15 ans après la dernière exécution en Guinée, le Parlement a voté le 4 juillet 2016 l’adoption d’un nouveau code pénal qui ne prévoit plus la peine de mort.

Le nombre d’États membres de l’Union africaine ayant aboli la peine de mort en droit se porte donc aujourd’hui à 20. Seule une minorité de 15 États dispose encore de la peine capitale sur le continent tandis que 18 pays appliquent un moratoire de fait sur les exécutions. Cette bonne nouvelle intervient quelques semaines après le 6e Congrès mondial contre la peine de mort organisé par ECPM en présence de plusieurs acteurs guinéens dans le but de fédérer les acteurs abolitionnistes à travers les frontières.

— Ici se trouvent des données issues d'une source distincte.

PR #1509, opened 2023-11-22
Explicitly annotate existential usage of `Message` with the existential `any` keyword.

mrabiciu:
This PR separates out the addition of the existential `any` from https://github.com/apple/swift-protobuf/pull/1504 into its own distinct PR for easier consumption. 

Context: https://github.com/apple/swift-protobuf/pull/1504 adds Self constraints to Message with the addition of `static var _fields: Field<Self>`. With this change the swift compiler will require uses of the existential `Message` type to be explicitly annotated with the `any` keyword. This keyword is currently optional for existential types without Self constraints however it will be required in swift 6.

### DIFF
--- a/Sources/Conformance/main.swift
+++ b/Sources/Conformance/main.swift
@@ -84,7 +84,7 @@ func buildResponse(serializedBytes: [UInt8]) -> Conformance_ConformanceResponse 
         return response
     }
 
-    let msgType: SwiftProtobuf.Message.Type
+    let msgType: any SwiftProtobuf.Message.Type
     let extensions: SwiftProtobuf.ExtensionMap
     switch request.messageType {
     case "":
@@ -102,7 +102,7 @@ func buildResponse(serializedBytes: [UInt8]) -> Conformance_ConformanceResponse 
         return response
     }
 
-    let testMessage: SwiftProtobuf.Message
+    let testMessage: any SwiftProtobuf.Message
     switch request.payload {
     case .protobufPayload(let data)?:
         do {
--- a/Sources/SwiftProtobuf/BinaryDecoder.swift
+++ b/Sources/SwiftProtobuf/BinaryDecoder.swift
@@ -1090,7 +1090,7 @@ internal struct BinaryDecoder: Decoder {
 
     internal mutating func decodeExtensionField(
       values: inout ExtensionFieldValueSet,
-      messageType: Message.Type,
+      messageType: any Message.Type,
       fieldNumber: Int
     ) throws {
         if let ext = extensions?[messageType, fieldNumber] {
@@ -1104,7 +1104,7 @@ internal struct BinaryDecoder: Decoder {
     /// Helper to reuse between Extension decoding and MessageSet Extension decoding.
     private mutating func decodeExtensionField(
       values: inout ExtensionFieldValueSet,
-      messageType: Message.Type,
+      messageType: any Message.Type,
       fieldNumber: Int,
       messageExtension ext: AnyMessageExtension
     ) throws {
@@ -1131,7 +1131,7 @@ internal struct BinaryDecoder: Decoder {
 
     internal mutating func decodeExtensionFieldsAsMessageSet(
       values: inout ExtensionFieldValueSet,
-      messageType: Message.Type
+      messageType: any Message.Type
     ) throws {
         // Spin looking for the Item group, everything else will end up in unknown fields.
         while let fieldNumber = try self.nextFieldNumber() {
@@ -1175,7 +1175,7 @@ internal struct BinaryDecoder: Decoder {
 
     private mutating func decodeMessageSetItem(
       values: inout ExtensionFieldValueSet,
-      messageType: Message.Type
+      messageType: any Message.Type
     ) throws -> DecodeMessageSetItemResult {
         // This is loosely based on the C++:
         //   ExtensionSet::ParseMessageSetItem()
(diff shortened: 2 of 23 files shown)


thomasvl:
Can you expand the description for why this is needed (for history, etc.).

And looking at the other PR, `public struct Field<M: Message> { ... }` doesn't both with `any` there, which seems to say not all uses of `Message` need to change to `any Message`, so what were the concrete requirements and are all these changes actually needed?

mrabiciu:
Updated title and description

FranzBusch:
> This keyword is currently optional for existential types without Self constraints however it will be required in swift 6.

This statement is no longer true. The language workgroup has recently put out [a post](https://forums.swift.org/t/progress-toward-the-swift-6-language-mode/68315) where they stated that `ExistentialAny` is no longer going to become a default feature in Swift 6. So for now we should put this on hold.

Can you explain why your other PR needed this to be changed everywhere?

mrabiciu:
> This statement is no longer true. The language workgroup has recently put out [a post](https://forums.swift.org/t/progress-toward-the-swift-6-language-mode/68315) where they stated that ExistentialAny is no longer going to become a default feature in Swift 6
Ah TIL good to know!

> Can you explain why your other PR needed this to be changed everywhere?
I'm adding a `static var _fields: [Field<Self>] { get }` property to the `Message` protocol, which means this protocol now has `Self` constraints. With this change swift requires existential uses of `Message` to be explicitly annotated with the existential `any`.

Sources/Conformance/main.swift
```diff
@@ -84,7 +84,7 @@ func buildResponse(serializedBytes: [UInt8]) -> Conformance_ConformanceResponse
         return response
     }
 
-    let msgType: SwiftProtobuf.Message.Type
+    let msgType: any SwiftProtobuf.Message.Type
```
tbkka, line 87: I believe this is wrong.

Sources/SwiftProtobuf/BinaryDecoder.swift
```diff
@@ -1090,7 +1090,7 @@ internal struct BinaryDecoder: Decoder {
 
     internal mutating func decodeExtensionField(
       values: inout ExtensionFieldValueSet,
-      messageType: Message.Type,
+      messageType: any Message.Type,
```
tbkka, line 1093: I believe this is wrong, as are the other `any Message.Type` below.

Sources/SwiftProtobuf/Decoder.swift
```diff
@@ -204,11 +204,11 @@ public protocol Decoder {
   // Decode extension fields
 
   /// Decode an extension field
-  mutating func decodeExtensionField(values: inout ExtensionFieldValueSet, messageType: Message.Type, fieldNumber: Int) throws
+  mutating func decodeExtensionField(values: inout ExtensionFieldValueSet, messageType: any Message.Type, fieldNumber: Int) throws
```
tbkka, line 207: More `any Message.Type`

Sources/SwiftProtobuf/Google_Protobuf_Any+Registry.swift
```diff
@@ -67,7 +67,7 @@ fileprivate final class UnsafeMutableTransferBox<Wrapped> {
 extension UnsafeMutableTransferBox: @unchecked Sendable {}
 
 // All access to this should be done on `knownTypesQueue`.
-fileprivate let knownTypes: UnsafeMutableTransferBox<[String:Message.Type]> = .init([
+fileprivate let knownTypes: UnsafeMutableTransferBox<[String: any Message.Type]> = .init([
```
tbkka, line 70: Again: `any Message.Type`

tbkka (commented):
I see a lot of `any Message.Type` and similar in here.  I believe that is wrong -- `Message.Type` is not being used as an existential here, so the `any` is not appropriate.

mrabiciu:
> I see a lot of any Message.Type and similar in here. I believe that is wrong -- Message.Type is not being used as an existential here, so the any is not appropriate.

@tbkka All of the places that I've annotated with `any` were labeled by the compiler as required when combining with my changes from https://github.com/apple/swift-protobuf/pull/1509

Screenshot 2023-11-27 at 3 34 50 PM

Sources/Conformance/main.swift
mrabiciu: I think this _is_ an existential use of `Message.Type` since the type assignment is dynamic below. `msgType` could be assigned to `ProtobufTestMessages_Proto3_TestAllTypesProto3` or `ProtobufTestMessages_Proto2_TestAllTypesProto2` so the concrete type implementing the `Message` protocol is not known.

tbkka:
Yep.  My mistake.

FranzBusch:
In general, I am happy with adopting `ExistentialAny` in this package since the language steering group has just deferred it to the next language revision. However, for consistency reason I would like to enable the `upcomingFeatureFlag` in our `Package.swift` then and just stick it everywhere. This way the compiler is going to enforce it for us.
@thomasvl @tbkka WDYT?

thomasvl:
> In general, I am happy with adopting `ExistentialAny` in this package since the language steering group has just deferred it to the next language revision. However, for consistency reason I would like to enable the `upcomingFeatureFlag` in our `Package.swift` then and just stick it everywhere. This way the compiler is going to enforce it for us. @thomasvl @tbkka WDYT?

Having the validation sounds good to me.

tbkka:
> @tbkka WDYT?

Sounds like a good plan to me.  Let's do that.

mrabiciu:
I found a workaround for this in https://github.com/apple/swift-protobuf/pull/1504 so this is no longer necessary for me. LMK if I should close this. I'm happy to merge it too if you'd like.

thomasvl:
I think we're good landing this, just need to do @FranzBusch 's suggestion to enable the workings in the Package.swift file.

« À l’instar des autres pays de la communauté internationale, la Guinée fait maintenant partie des abolitionnistes. Nous espérons que les autres pays africains nous emboîteront le pas. Aujourd’hui, aucun juge ne peut requérir la peine de mort. Il s’agit pour nous d’une grande avancée démocratique et sociale dans le pays. À l’occasion de la prochaine session des lois, l’année prochaine, nous proposerons une loi abolissant totalement la peine de mort » a déclaré Fodé Maréga, député à l’assemblée nationale de Guinée membre de l’action mondiale des parlementaires (PGA) et partenaire d’ECPM (Ensemble contre la peine de mort).

Contexte général

Si ce nouveau pas vers l’abolition totale de la peine de mort constitue une très bonne nouvelle, le nouveau code pénal soulève de nombreuses inquiétudes concernant le respect des droits de l’homme en Guinée. Plusieurs zones d’ombres subsistent en effet dans ce texte, qui ne prévoit pas de peine pour certaines formes fréquentes de torture, facilite l’interdiction de manifestations et simplifie l’invocation, pour les forces de l’ordre, de la légitime défense.